I am working with a relatively big data set (only using about 1/32 of it, but this subset is approx. 50000x9000). In order to perform analysis on this, I have taken several steps to reduce the dimensionality, so that I can then apply some sort of clustering algorithm.
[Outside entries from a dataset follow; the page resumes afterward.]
PR #2926, opened 2024-02-23
add: hscan data struct

7134g:
I think the hash stored using `encoding.BinaryMarshaler`, 
then parse time should also use `encoding.BinaryUnmarshaler` parsing
Now write using `encoding.BinaryMarshaler`
`Scan` reads using `encoding.TextUnmarshaler`
Look strange

so add case:

`encoding.BinaryUnmarshaler`
`encoding.TextMarshaler`

### DIFF
--- a/example_test.go
+++ b/example_test.go
@@ -2,6 +2,7 @@ package redis_test
 
 import (
 	"context"
+	"encoding/json"
 	"errors"
 	"fmt"
 	"sync"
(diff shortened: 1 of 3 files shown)


ndyakov:
Hello @7134g , would you like to review the failing lint and do the required change so we can proceed with this?

ndyakov:
@7134g i will close this for inactivity, feel free to reopen.

PR #2927, opened 2024-02-23
Add CredentialsProvider field to UniversalOptions

dcherubini:
In https://github.com/redis/go-redis/pull/2097 go-redis started to support passing a CredentialsProvider callback to get the username and password when initializing a connection, instead of having to provide them when creating the client. This is very useful in scenarios where you have these credentials stored in a separate service (e.g., AWS Secret Manager or Azure Key Vault) and you want to rotate those credentials periodically.

However, this option was not added in all clients and was not being passed down from the universal client to the concrete clients either. This PR aims to normalize that.

(Note that the CredentialsProviders field was already added to ClusterOptions in https://github.com/redis/go-redis/pull/2791, which is why they are not being touched in this change)

### DIFF
--- a/ring.go
+++ b/ring.go
@@ -70,10 +70,11 @@ type RingOptions struct {
 	Dialer    func(ctx context.Context, network, addr string) (net.Conn, error)
 	OnConnect func(ctx context.Context, cn *Conn) error
 
-	Protocol int
-	Username string
-	Password string
-	DB       int
+	Protocol            int
+	Username            string
+	Password            string
+	CredentialsProvider func() (username string, password string)
+	DB                  int
 
 	MaxRetries      int
 	MinRetryBackoff time.Duration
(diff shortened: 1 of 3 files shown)


ndyakov:
Hello @dcherubini, We are introducing a new `StreamingCredentialsProvider` in #3320  and currently there is the `CredentialsProviderContext` (it's not a great name, I know). Would you mind updating the options in such a way to address those two as well? I was planing to do it myself, but wanted to keep you contribution and work with you on this PR instead of opening a new one.

ndyakov:
@dcherubini the StreamingCredentialsProvider is added. Would you like to update this PR to add all credentials providers:
https://github.com/redis/go-redis/blob/86d418f94077de29be613b9a2c4a324799f96d81/options.go#L68-L84

ndyakov:
@htemelski-redis , @ofekshenawa I did push the needed changes here, let me know if you would like to me to address something else so we can merge this one.

ring.go
```diff
@@ -154,10 +172,11 @@ func (opt *RingOptions) clientOptions() *Options {
...
 		OnConnect:  opt.OnConnect,
 
-		Protocol: opt.Protocol,
-		Username: opt.Username,
-		Password: opt.Password,
-		DB:       opt.DB,
+		Protocol:            opt.Protocol,
+		Username:            opt.Username,
+		Password:            opt.Password,
+		CredentialsProvider: opt.CredentialsProvider,
```
htemelski-oss: Should we add `CredentialsProviderContext` and `StreamingCredentialsProvider` here?

ndyakov: They should be added, let me verify the diff.

htemelski-redis (approved):

ring.go
ndyakov: Updated.

PR #2934, opened 2024-03-05
fix the maxActiveConns sematic

lawlielt:
we can get conn use the `Get` or `NewConn` method, they are all will be add to the `p.conns`.

the sematic of the `MaxActiveConns` opt is the maximum number of connections in the pool


lawlielt (commented):
fix the maxActiveConns sematic

ndyakov:
Hello @lawlielt , would you please add unit tests that cover the change that you did

ndyakov:
@lawlielt I am not 100% sure if we would like to calculate the len since we have the poolSize. Can you check the changes in https://github.com/redis/go-redis/pull/3447 related to the poolSize and let me know there if you would like to change it. For now I'm gonna close this one.

PR #2940, opened 2024-03-13
feat(ring): specify custom health check func via HeartbeatFn option

strobil:
The current implementation of the Redis ring does not support specifying custom shard health check rules.
We use a Redis shard to distribute the load across multiple Redis slave instances.
However, if any shard encounters replication issues, the Redis ring continues to utilize this shard because it responds to ping requests successfully.
Thus, the Redis ring does not remove the malfunctioning shard, even though it is inconsistent.

This pull request proposes adding a **HeartbeatFn** option to the **RingOptions**, which can be configured during ring construction. This addition enables the definition of custom health check logic, such as checks based on the current replication status of the shard.

### DIFF
--- a/.github/workflows/stale-issues.yml
+++ b/.github/workflows/stale-issues.yml
@@ -18,10 +18,12 @@ jobs:
   stale:
     runs-on: ubuntu-latest
     steps:
-      - uses: actions/stale@v9
+      # First step: Handle regular issues (excluding needs-information)
+      - name: Mark regular issues as stale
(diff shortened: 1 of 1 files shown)


ndyakov:
Thank you, @strobil! I do think having a custom healthcheck in the ring can benefit the users. Would you mind resolving conflicts so we can merge master and proceed with review of this PR?

ndyakov:
@strobil i do see the test continue to fail, would you mind taking a look

PR #2946, opened 2024-03-22
feat: support round robin replica selection

ukriish:
In one of our production clusters, where we use `SlaveForKey` function to selectively run `EVALSHA`, we noticed that the replica selection strategy was random and resulted in an uneven traffic pattern. During high throughput this started showing up with noticeable resource utilisation on some of the nodes compared to other.  Ideally this wouldn't have made too big an issue but since we are running lua scripts and `evalsha`, it was noticeable. 

I checked to see if there was a way for clients to inject a routing strategy via ClusterOptions but it isn't supported. Ideally, I think that might make more sense, especially since the client already supports `SlaveForKey`, `MasterForKey`, `ForEachMaster` and `ForEachSlave` methods. Immediately for our use case I decide to just add a new route strategy but it might make sense to support custom route functions. 

Please let me know if this makes sense to be merged back here.


ndyakov:
@ukriish this is an interesting idea. Would you like to work on improving the implementation a bit? I don't understand why are it will loop 10 times to try to select a slave node. There is some benefit in trying couple of nodes or len(nodes) for exampe, but why `10` ?

ukriish:
@ndyakov Yea, will be happy to improve on it. I agree, a couple of nodes or number of replica makes more sense, the only reason I chose 10 was to replicate the logic in `slotSlaveNode` func.

ndyakov:
@ukriish would you like to continue the work on this ?

PR #2968, opened 2024-04-12
Attempt to Close Sentinel when the NewFailoverClusterClient is Closed.

DevineLiu:
We should have a means to reclaim the sentinels' connection resources established by NewFailoverClusterClient.

### DIFF
--- a/osscluster.go
+++ b/osscluster.go
@@ -62,6 +62,8 @@ type ClusterOptions struct {
 
 	OnConnect func(ctx context.Context, cn *Conn) error
 
+	OnClose func() error
+
 	Protocol            int
 	Username            string
 	Password            string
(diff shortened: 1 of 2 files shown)


monkey92t:
I didn't understand this PR. What does it mean?

DevineLiu:
When using `NewFailoverClusterClient` for initialization, at [line 788](https://github.com/redis/go-redis/blob/f7f34feddf26644661276e90ebd87e748d70a050/sentinel.go#L788), the code initializes  connections to the Sentinels, and at [line 792](https://github.com/redis/go-redis/blob/f7f34feddf26644661276e90ebd87e748d70a050/sentinel.go#L792), the client subscribes  to  the Sentinel. However, the long-lived connection between the client and the Sentinel doesn't get closed when `Close` is called on the `ClusterClient` returned by `NewFailoverClient`.

This issue occurs when the `Close` method is called on `ClusterClient`, and the long-lived connection to the Sentinel is not closed along with it.

ndyakov:
@DevineLiu I think this is handled in the latest version, please review and if needed open separate PR.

Take a look at the following data frame:
set.seed(340)
df = data.frame(replicate(10,sample(0:10,size = 10,replace = TRUE)))
> df
X1 X2 X3 X4 X5 X6 X7 X8 X9 X10
1 4 9 4 6 9 4 2 5 8 8
2 5 8 2 0 4 6 1 1 0 10
3 1 7 6 3 5 9 6 0 7 1
4 0 6 8 6 6 0 5 5 10 10
5 2 0 5 8 2 10 8 2 1 5
6 3 9 10 2 8 5 2 10 3 10
7 9 0 1 0 6 8 9 6 5 0
8 5 6 9 3 10 4 4 8 6 9
9 8 7 6 2 10 9 9 7 1 10
10 0 7 2 6 1 6 3 2 3 9
Each row represents a person, and each variable says how often that person exhibited that quality. Say I perform principal component analysis on this using princomp(), and collect the first four pc's to use for k means.
pc = princomp(df)
new_df = cbind(pc$loadings[,1],pc$loading[,2],pc$loadings[,3],pc$loadings[,4])
fit = kmeans(new_df,2)
From this I can deduce what cluster exhibits high values of what principal components, where I can use the loadings to see what each principal component is a general measure off. However, I would like to ultimately connect this information to my original data set. Is there a way that I can cluster each person in the original data to a cluster created from the k means on the principal component analysis? Or am I misunderstanding the concept of PCA.